> _Exercise directions_: Restate word for word the lines from the one containing "-169,7 +169,7 @@ counter.add(42);" through the end of the listing below, with both ends included.

> _Data in this exercise_:
PR #3040, opened 2023-03-01
Added documentation for Otel metrics

JonasKunz:
## What does this PR do?
Adds the documentation for #2968 and #3014.

### DIFF
--- a/docs/api-opentelemetry.asciidoc
+++ b/docs/api-opentelemetry.asciidoc
@@ -7,7 +7,7 @@ endif::[]
 === OpenTelemetry bridge
 
 The Elastic APM OpenTelemetry bridge allows creating Elastic APM `Transactions` and `Spans`,
-using the OpenTelemetry API. OpenTelemetry metrics are collected and shipped to elastic as well.
+using the OpenTelemetry API. OpenTelemetry metrics are also collected.
 In other words,
 it translates the calls to the OpenTelemetry API to Elastic APM and thus allows for reusing existing instrumentation.
 
@@ -169,7 +169,7 @@ counter.add(42);
 
 We don't require you to setup an OpenTelemetry `MeterProvider` within `GlobalOpenTelemetry` yourself.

> _Solution to the problem_:
@@ -169,7 +169,7 @@ counter.add(42);
 
 We don't require you to setup an OpenTelemetry `MeterProvider` within `GlobalOpenTelemetry` yourself.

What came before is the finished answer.